E segue: “O que quero dizer é que não aceitem picaretagem. Sejam assertivos, claros, diretos, educados, mas firmes na defesa dos seus direitos. Se a lei municipal diz que o taxímetro deve ser ligado pelo taxista na sua frente, exija isso e não abra mão do seu direito. Insista de forma firme, comunique saber os seus direitos e informe que irá acionar os órgãos de fiscalização. O fato de não ter fiscal no momento ou a demora de uma multa ser aplicada não são um ‘cheque em branco’ para maus profissionais tomarem o seu dinheiro de forma ilegal. Seja firme, não grite, não ofenda ninguém, mas exija de forma clara o respeito a um direito seu, como consumidor”.
Concluindo, o promotor reitera: “Bom fornecedor respeita o consumidor e mau fornecedor tem pavor de consumidor assertivo e consciente de seus direitos”.
Tudo correto e pertinente neste momento, quando, de fato, o “salve-se quem puder” acaba intensificando o já habitual oportunismo cotidiano.
Não obstante, apenas seria interessante observar que a picaretagem não pode ser reputada como qualidade exclusiva e inerente de um grupo em particular. Pior ainda: de supostos poderosos frente a fracos e oprimidos, numa visão tão maniqueísta quanto ingênua e ela própria oportunista (politicamente, em termos de populismo).

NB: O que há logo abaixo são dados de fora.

Issue #765, opened 2022-07-19
Vue SFC TS check was broken on vue2.7


iceprosurface:
## Current behavior

https://github.com/TypeStrong/fork-ts-checker-webpack-plugin/blob/main/src/typescript/extension/vue/type-script-vue-extension.ts#L113

vue2.7 hit `isVueTemplateCompilerV3`,but there is no `descriptor` on `parsed`

```typescript
const parsed = compiler.parse(vueSourceText);

if (parsed.descriptor && parsed.descriptor.script) {
  const scriptV3 = parsed.descriptor.script;
```
`parsed` shows like following codes
```
 {
  source: undefined,
  filename: 'anonymous.vue',
  template: null,
  script: null,
  scriptSetup: null,
  styles: [],
  customBlocks: [],
  cssVars: [],
  errors: [],
  shouldForceReload: [Function (anonymous)]
}

```

So that any ts check on vue will fail.

```
export { default as FilteredSearchToken } from './FilteredSearchToken.vue';
```

<img width="827" alt="image" src="https://user-images.githubusercontent.com/16058059/179655054-dcea7285-b0f4-4333-b8ec-47ca98ebcd3a.png">

Error shows:

TS2322: Type '{}' is not assignable to type 'VueConstructor<Vue<Record<string, any>, Record<string, any>, never, never, never, never, (event: string, ...args: any[]) => Vue<Record<string, any>, Record<string, any>, ... 4 more ..., ...>>>'.

## Expected behavior

Checker should work fine.

## Steps to reproduce the issue

```bash
yarn serve
```

## Issue reproduction repository

https://github.com/iceprosurface/vue2.7-tsx-error

## Environment
 - fork-ts-checker-webpack-plugin@7.2.12 & fork-ts-checker-webpack-plugin@6.5.2
 - typescript@4.7.4
 - eslint@8.20.0
 - webpack@5.69.1
 - osx 12.3.1

piotr-oles:
I'm dropping support for Vue.js. For the last few years, support for Vue.js has been broken, and the implementation of Vue.js integration was a hacky work-around. Unfortunately, TypeScript doesn't expose an API to do that properly, and while I created a https://github.com/microsoft/TypeScript/issues/38736 on the TypeScript repository, the TypeScript team has other priorities. As I won't have time to support this feature and am receiving justified bug reports, I believe it's better to make it clear that Vue.js is not supported by the plugin instead of pretending that it is.

PR #768, opened 2022-07-21
fix: vue2.7 SFC compiler.parse error for v7

iceprosurface:
see: #765


piotr-oles (approved):

piotr-oles:
could you rebase and force-push the branch - it seems like CI got stuck :/

iceprosurface:
Rebase and force-push was finished.

After using this solution for 2 weeks, i found this doesn't align with the errors we see in IDEs(especially in volar) or from vue-tsc.

piotr-oles:
I'm dropping support for Vue.js - there is no clean API in TypeScript to support it and I don't have time to maintain it as current workaround is hacky and buggy :/

PR #808, opened 2023-04-16
Clarify "No errors found." message

cben:
A really minor usability tweak, subjective, up to you if you like it.

In the context of webpack-dev-server, there are 2 async build processes, which may report success/failure:

- webpack bundle:
  - `webpack 5.72.0 compiled with 2 errors in 5492 ms`,
  - `webpack 5.72.0 compiled successfully in 55345 ms` are self-explaining.

There is _sometimes_ a cyan "Type-checking in progress..." between them, but not always.

- TypeScript checking, which may arrive later:
  - when typescript fails, it starts with non-specific red "ERROR in ./src/..." but next line start with TS error code e.g. `TS6133: `, so clear enough.
  - when typescript succeeds, the green "No errors found." message may arrive later, and doesn't explain it's specifically what kind of errors. :point_left: 

This PR tweaks the last case to say "No typescript errors found." for clarity.

Screenshot from 2023-10-29 15-42-45

### DIFF
--- a/src/hooks/tap-done-to-async-get-issues.ts
+++ b/src/hooks/tap-done-to-async-get-issues.ts
@@ -68,7 +68,7 @@ function tapDoneToAsyncGetIssues(
       // print stats of the compilation
       config.logger.log(statsFormatter(issues, stats));
     } else {
-      config.logger.log(chalk.green('No errors found.'));
+      config.logger.log(chalk.green('No typescript errors found.'));
     }
 
     // report issues to webpack-dev-server, if it's listening
--- a/test/e2e/driver/webpack-dev-server-driver.ts
+++ b/test/e2e/driver/webpack-dev-server-driver.ts
@@ -57,7 +57,7 @@ function createWebpackDevServerDriver(
     process.stdout.on('data', (data) => {
       const content = stripAnsi(data.toString());
 
-      if (async && content.includes('No errors found.')) {
+      if (async && content.includes('No typescript errors found.')) {
         noErrorsListener.resolve();
       }
 


piotr-oles:
Maybe it would make more sense to just say "No typescript errors found."?

cben:
> Maybe it would make more sense to just say "No typescript errors found."?

Done, PTAL.  

UPDATE: now also updated `waitForNoErrors` test helper.  needs approval to re-run CI?

piotr-oles (approved):

tedmx:
This is a good change, but I suggest clearly marking TS logs in case of errors as well.

For example, imagine having a few "usual" webpack linking errors and also a TS error:

```
( ... omitted long error output from webpack linker ... )
webpack 5.99.8 compiled with 2 errors and 6 warnings in 509 ms
ERROR in ./src/helloTS/Comp.tsx:11:5
TS2339: Property 'message' does not exist on type 'CompProps'.
     9 | const Comp = (props : CompProps) => {
    10 |   const {
  > 11 |     message,
       |     ^^^^^^^
    12 |     fontSize,
    13 |   } = props
    14 |

Found 1 error in 639 ms.
```

Because of this message, reader may think that there is one error in total, and will be wrong.

For this reason, I have configured the plugin in my project like this:
```
    typescript: {
      configFile: env.prod ? 'tsconfig.json' : 'tsconfig.dev.json',
    },
    logger: {
      ...console,
      log: message => { console.log('TS:', message) },
    },
  }),
```

That way, TS-related messages are always marked, and are less misleading.

PR #815, opened 2023-05-30
Update cosmiconfig package in package.json

muskankhedia:
We have encountered a component governance problem with the older versions of the yaml packages. These packages are transitively utilized by `fork-ts-checker-webpack-plugin` package.


piotr-oles:
Hi! You have to run `yarn install` to update lock file :)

Essa “coisa” da malandragem, da Lei de Gerson (de “tirar vantagem em tudo”), não faz distinção entre consumidores “sempre” coitadinhos versus prestadores de serviços “100%” desonestos e comerciantes “invariavelmente” sacanas.

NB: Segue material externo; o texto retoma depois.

PR #818, opened 2023-06-21
chore(package): update cosmiconfig

mkhraisha:
Similar to #815 except it updates yarn.lock.

cosmiconfig dropped dependency on the yarn npm package which has CVEs

### DIFF
--- a/package.json
+++ b/package.json
@@ -58,7 +58,7 @@
     "@babel/code-frame": "^7.16.7",
     "chalk": "^4.1.2",
     "chokidar": "^3.5.3",
-    "cosmiconfig": "^7.0.1",
+    "cosmiconfig": "^8.2.0",
     "deepmerge": "^4.2.2",
     "fs-extra": "^10.0.0",
     "memfs": "^3.4.1",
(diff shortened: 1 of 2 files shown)


mkhraisha:
@piotr-oles

LucianBuzzo:
This also fixes an issue related to the vulnerable v1 version of the `yaml` package - https://github.com/advisories/GHSA-f9xv-q969-pqx4
Unfortunately v8.0.0 of `cosmiconfig` dropped support for v12 of node, which is still supported by `fork-ts-checker-webpack-plugin` - see https://github.com/cosmiconfig/cosmiconfig/blob/main/CHANGELOG.md#800
This is a little bit of a headache, because you end up with CVE warnings for any installation of NestJS, since the `@nestjs/cli` package has a transitive dependency on `cosmiconfig` (via this package) and the older version of `cosmiconfig` has a dependency on the vulnerable `yaml` version!
I'm not sure on the best way to proceed, my personal preference would be for the maintainers to cut a new major version and drop support for node v12, since [security support for v12 ended over 1 year ago](https://endoflife.date/nodejs).

PR #823, opened 2023-09-07
chore(node): drop support for node v12

LucianBuzzo:
This change removes "official" support for node v12, which is now unmaintained and hasn't been supported since 30th April 2022. If users still need to use node v12 they can continue using the v8 version of this package.

BREAKING CHANGE: Drop support for Node.js v12

### DIFF
--- a/.github/workflows/main.yml
+++ b/.github/workflows/main.yml
@@ -42,7 +42,7 @@ jobs:
     needs: build
     strategy:
       matrix:
-        node: [12, 14, 16]
+        node: [14, 16]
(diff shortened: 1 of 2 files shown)


LucianBuzzo:
This would also mean that problems like the one described [here](https://github.com/TypeStrong/fork-ts-checker-webpack-plugin/pull/818#issuecomment-1710157139) can be resolved.

LucianBuzzo:
@piotr-oles Could you take a look at this if you have a moment?

piotr-oles:
Thanks for the PR, sorry for the delay, I was on vacations 🌴

PR #825, opened 2023-10-04
fix: issue-webpack-error should not add colors to file string

sreucherand:
Introduced in #641, the issue location is now coloured in green in both the terminal console and in the error sent to webpack.

No problem at all in the terminal:

image

Having a look at the message sent through ws:

image

The file property contains the ANSI chalk chars corresponding to the colour applied to the issue location.

The thing is, in the webpack-dev-server overlay, the location does not come up properly:

image

In fact, the overlay does not seem to apply a ANSI to HTML conversion for the header of the message (file) (see. [overlay.js#L247](https://github.com/webpack/webpack-dev-server/blob/master/client-src/overlay.js#L247)) but only for the body of the message (message) (see. [overlay.js#L262](https://github.com/webpack/webpack-dev-server/blob/master/client-src/overlay.js#L262)).

I suggest that we just remove the coloured location in the error message sent to webpack.

Here is a minimum reproducible example:
https://github.com/sreucherand/webpack-ts-checker-minimal-reproducible-example

```sh
yarn
yarn start
```

### DIFF
--- a/src/issue/issue-webpack-error.ts
+++ b/src/issue/issue-webpack-error.ts
@@ -1,6 +1,5 @@
 import path from 'path';
 
-import chalk from 'chalk';
 import webpack from 'webpack';
 
 import type { FormatterPathType } from '../formatter';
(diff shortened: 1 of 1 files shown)


sreucherand:
Hi @piotr-oles, did you have the opportunity to look at this?

piotr-oles:
Hi! The change looks reasonable, let's wait for the CI to pass and we can merge it

PR #852, opened 2024-11-21
chore(deps): update chokidar, constrain engines

Fuzzyma:
This PR updates chokidar to v4 and reduces its dependency count to 1.

It also constrains the engine field in package.json to use node versions that are supported by the tests.
Unfortunately there is not a way to only constrain it for development (since I am sure this package also runs in newer node versions once bundled). So if you want me to remove the constraint let me know.

In that case I would add a note in the readme

### DIFF
--- a/package.json
+++ b/package.json
@@ -57,7 +57,7 @@
   "dependencies": {
     "@babel/code-frame": "^7.16.7",
     "chalk": "^4.1.2",
-    "chokidar": "^3.5.3",
+    "chokidar": "^4.0.1",
     "cosmiconfig": "^8.2.0",
     "deepmerge": "^4.2.2",
     "fs-extra": "^10.0.0",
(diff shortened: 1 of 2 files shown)


Fuzzyma:
The CI fails because it cant install typescript because it tries to get the package from a url ending in ":". No idea where this is coming from tbh :D

piotr-oles:
Looks like we have broken E2E tests:
```
  TypeScript SolutionBuilder API
    ✕ reports semantic error for {"async": false, "mode": "readonly", "typescript": "~4.3.0"} (34358 ms)
    ✕ reports semantic error for {"async": true, "mode": "write-tsbuildinfo", "typescript": "~4.5.0"} (34252 ms)
    ✓ reports semantic error for {"async": false, "mode": "write-references", "typescript": "~4.7.0"} (12156 ms)
    ✕ reports semantic error for {"async": true, "mode": "write-dts", "typescript": "~4.3.0"} (34042 ms)
```
I will take a look at them later (I'm pretty busy these days, it might take a while)

piotr-oles:
Closing in favour of #858. Thanks @Fuzzyma for the PR!

Fuzzyma:
Awesome. Thank you!

PR #37, opened 2025-03-05
fix: deterministic sampler should use SampleRate

JamieDanielson:

- Deterministic Sampler should use SampleRate, not GoalThroughput

- Update DeterministicSampler component to look at SampleRate
- Update expected default refinery rules


kentquirk (approved):
💯

PR #38, opened 2025-03-05
fix: add nop pipeline for valid collector config used for initial setup

JamieDanielson:

- Default nop pipeline for valid collector config on initial startup
- fixes [internal asana task](https://app.asana.com/0/1208469935858869/1209503664352023) 

-  add nop receiver and nop exporter components
- add `case map[string]string` for template validation, because nop receiver/exporter should be valid with empty brace
- update `default_collector_config` testdata to show expected valid config with nop pipeline

Note this doesn't actually generate collector config in the `validate` case that I would expect. `make validate` runs against `examples/hpsf.yaml` and still shows empty pipelines.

A eventual safadeza é do ser humano, não da condição em que ele se encontra, gastando ou ganhando dinheiro. Há consumidores, por exemplo, que não ficam frustrados quando encontram produtos vencidos em supermercados, identificando-os como oportunidade para poderem promover pequeno escândalo diante do caixa e, assim, auferirem alguma vantagem.
Da mesma forma, não seria malandragem menor a atitude do bonitão, jovem e sadio, que estaciona o carro na vaga de idosos ou deficientes, entre outras infinitas situações que bem indicam a índole questionável de boa parcela da população.

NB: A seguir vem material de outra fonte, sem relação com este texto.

PR #39, opened 2025-03-07
feat: add insecure config to OTel exporters

codeboten:

- allow users to send data w/o TLS

- adding a property to otel exporters for insecure

### DIFF
--- a/pkg/data/components/OTelGRPCExporter.yaml
+++ b/pkg/data/components/OTelGRPCExporter.yaml
@@ -47,6 +47,12 @@ properties:
       values.
     type: map
     validations: []
+  - name: Insecure
+    summary: Provide a way to disable TLS export.
+    description: |
+      Can be used to send data without TLS.
+    type: bool
+    validations: [bool]
 templates:
   - kind: collector_config
     name: otel_grpc_exporter_collector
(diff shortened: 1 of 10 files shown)


kentquirk (commented):
You'll need to update the templates to use this property or it's not going to do anything.

pkg/data/components/OTelGRPCExporter.yaml
```diff
@@ -58,6 +65,8 @@ templates:
     data:
       - key: "{{ .ComponentName }}.endpoint"
         value: "{{ firstNonZero .HProps.Host .User.Host .Props.Host.Default }}:{{ firstNonZero .HProps.Port .User.Port .Props.Port.Default }}"
+      - key: "{{ .ComponentName }}.tls.insecure"
+        value: {{ firstNonZero .HProps.Insecure .User.Insecure .Props.Insecure.Default }}
```
kentquirk, line 69: Suggestion: use suppress_if to only include this if the result is true.

codeboten: good call, used suppress and added a test for insecure

JamieDanielson (approved):

PR #40, opened 2025-03-11
feat: add comment property, use advanced property

kentquirk:

- TemplateComponents now have a Comment property
- Several of the common components now have some of their properties marked with the Advanced flag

Além de infantil, essa visão que divide o mundo entre do “bem” e do “mal” (que não deve ser a do promotor, cujo artigo observa apenas um lado do problema) é uma interpretação obtusa da realidade.
Infelizmente, em grande parte estimulada pela satânica ignorância que graça nas redes sociais, o colorido do pensamento crítico tem se dissolvido em favor do “preto ou branco”, pobre dicotomia que envolve cada vez mais pessoas.
Afinal, patrões ou empregados, consumidores ou fornecedores, todos – absolutamente todos! – trabalham por dinheiro. E qual o problema nisso? Nenhum, vez que todos precisam de renda para consumir aquilo que lhes é de interesse e necessidade.
Importante é que o façam sem prejudicar os demais e, se possível, sem se deixarem iludir pelos discursos bobos, típicos do “politicamente correto”, que só têm estimulado o “coitadismo” e o consequente conflito social, redundando-se, assim, num crescente apartheid ideológico. Esse miserável oportunismo populista precisa ser refutado também, tanto quanto o oportunismo comercial.